PR #1130, opened 2022-08-07
Add LZ4_FREESTANDING

t-mat:
#1071 

This PR adds `LZ4_FREESTANDING` and its tiny document and test code.

Notes about the test code:

- It tests basic lz4.c and lz4hc.c de/compression functions.
- It verifies that these functions are able to be compiled and executed without standard library (freestanding environment).
- It doesn't do benchmark.

I'll send another PR which adds `test-freestanding` to GitHub Actions.

### DIFF
--- a/tests/Makefile
+++ b/tests/Makefile
@@ -56,7 +56,7 @@ NB_LOOPS     ?= -i1
 .PHONY: default
 default: all
 
-all: fullbench fuzzer frametest roundTripTest datagen checkFrame decompress-partial freestanding
+all: fullbench fuzzer frametest roundTripTest datagen checkFrame decompress-partial
 
 all32: CFLAGS+=-m32
 all32: all
@@ -182,7 +182,7 @@ list:
 check: test-lz4-essentials
 
 .PHONY: test
-test: test-lz4 test-lz4c test-frametest test-fullbench test-fuzzer test-amalgamation listTest test-decompress-partial test-freestanding
+test: test-lz4 test-lz4c test-frametest test-fullbench test-fuzzer test-amalgamation listTest test-decompress-partial
 
 .PHONY: test32
 test32: CFLAGS+=-m32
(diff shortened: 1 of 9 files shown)


t-mat:
oops.  I have no idea about [macos' restriction](https://github.com/lz4/lz4/runs/7712002588?check_suite_focus=true#step:5:20) 😞   I'll try to resolve it later though.

t-mat:
I've managed macos restriction with *cheat* 😈 

Since `test-freestanding` requires specific environment, I've removed it from "LZ4 standard" test.  So, the following invocation of LZ4 standard tests doesn't test anything about freestanding.

```
make -C tests all
make -C tests test
```

Instead of them, we need to invoke `test-freestanding` explicitly with the following form.

```
make test-freestanding

# or

make -C tests test-freestanding
```

Cyan4973:
> Since `test-freestanding` requires specific environment, I've removed it from "LZ4 standard" test.

I believe that's the correct choice.

Cyan4973 (approved):

Cyan4973:
Could we get some documentation about this new `LZ4_FREESTANDING` capability ?

t-mat:
Yes, I'll add it to this PR soon.

Cyan4973 (approved):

## Task to carry out
State, as a number only, how many lines in the entries include "roundTripTest".

## Solution for this problem
2